Global oil markets are in an enormous surplus than expected this quarter. The International Energy Agency (IEA) reports this in a new report. However, according to the agency, oil demand is still limited, despite China’s attempt to reopen the economy after the release of strict corona policies.
Supply will exceed consumption by about 1 million barrels per day in the first three months of the year, the IEA said. Although the organization has slightly revised its outlook for China following the easing of corona restrictions, it does not expect annual growth in oil demand in China to return until the second quarter. “As China faces a challenging winter, the reopening path will undoubtedly be bumpy and drawn out,” the IEA warned.
Oil prices have had a difficult start to the year. This is because the relaxation of corona restrictions in China has caused a new wave of virus infections. This slows down efforts to restart the economy. However, when the Chinese economy runs at full speed again, the country’s oil demand will also increase considerably.

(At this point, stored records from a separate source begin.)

PR #1643, opened 2019-11-08
Fix support for validator key rotation, add end-to-end test

### LINKED ISSUE #1627: End-to-end tests for validator key rotation
### Expected Behavior

End-to-end tests of validators authorizing validating keys, updating BLS keys, etc.

### Current Behavior

No end-to-end tests of this.

asaj:
### Description

This PR fixes support for validator key rotation, and tests it in the end-to-end governance tests. 

### Tested

- Updates the governance end-to-end tests to test that key rotation works by using the account as the validator signer in epoch N, an authorized validator signer in epoch N+1, and a second authorized validator signer in epoch N+2

### Other changes
- Refactor `publicKeysData` logic to split out the various components, not store the proof-of-possession.
- Updated end-to-end governance tests to ensure no IBFT round changes by inferring the random proposer order and asserting blocks are proposed in that order 
- Fix small bug in end-to-end tests where private keys written to the same file
- Update `account:authorize` CLI command so that we don't assume account and signing keys are managed by the same node, add `account:proof-of-possession` command
- Make name optional in `account:register`
- Small changes to naming in `Accounts.sol`
- Reorder functions in `Accounts.sol`
- Move some logic from `protocol` into `utils`
 
### Related issues

- Fixes #1627 

### Backwards compatibility

Not backwards compatible


packages/cli/src/utils/command.ts
```diff
@@ -4,14 +4,24 @@ import { IArg, ParseFn } from '@oclif/parser/lib/args'
...
-    throw new CLIError(`${input} is not a public key`)
+    throw new CLIError(msg)
   }
 }
+
+const parseEcdsaPublicKey: ParseFn<string> = (input) => {
+  parseBytes(input, 64, `${input} is not an ECDSA public key`)
+}
+const parseBlsPublicKey: ParseFn<string> = (input) => {
+  parseBytes(input, 48, `${input} is not a BLS public key`)
```
kobigurk: Can we pull these numbers from a common place? Especially since they might change soon.

packages/protocol/contracts/common/UsingPrecompiles.sol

Oil stocks are also increasing because Russia manages to maintain its production and export of oil despite Western sanctions. The country’s oil production remained stable at around 11 million barrels per day in December, despite the European Union’s ban on Russian crude oil imports. The IEA does expect Russian oil production to decline later this quarter. However, the slow recovery in oil demand in the first half of 2023 indicates that inventories will continue to grow, according to the organization.
The agency predicts that global oil markets will tighten in the year’s second half as Chinese consumption increases and sanctions against Moscow take effect. As a result, Russian production could fall by 1.5 million barrels per day by the end of March, according to the IEA.
Global oil consumption remains on track to grow by 1.9 million barrels per day this year to a record average of 101.7 million barrels per day, according to the IEA. About half of the growth comes from China.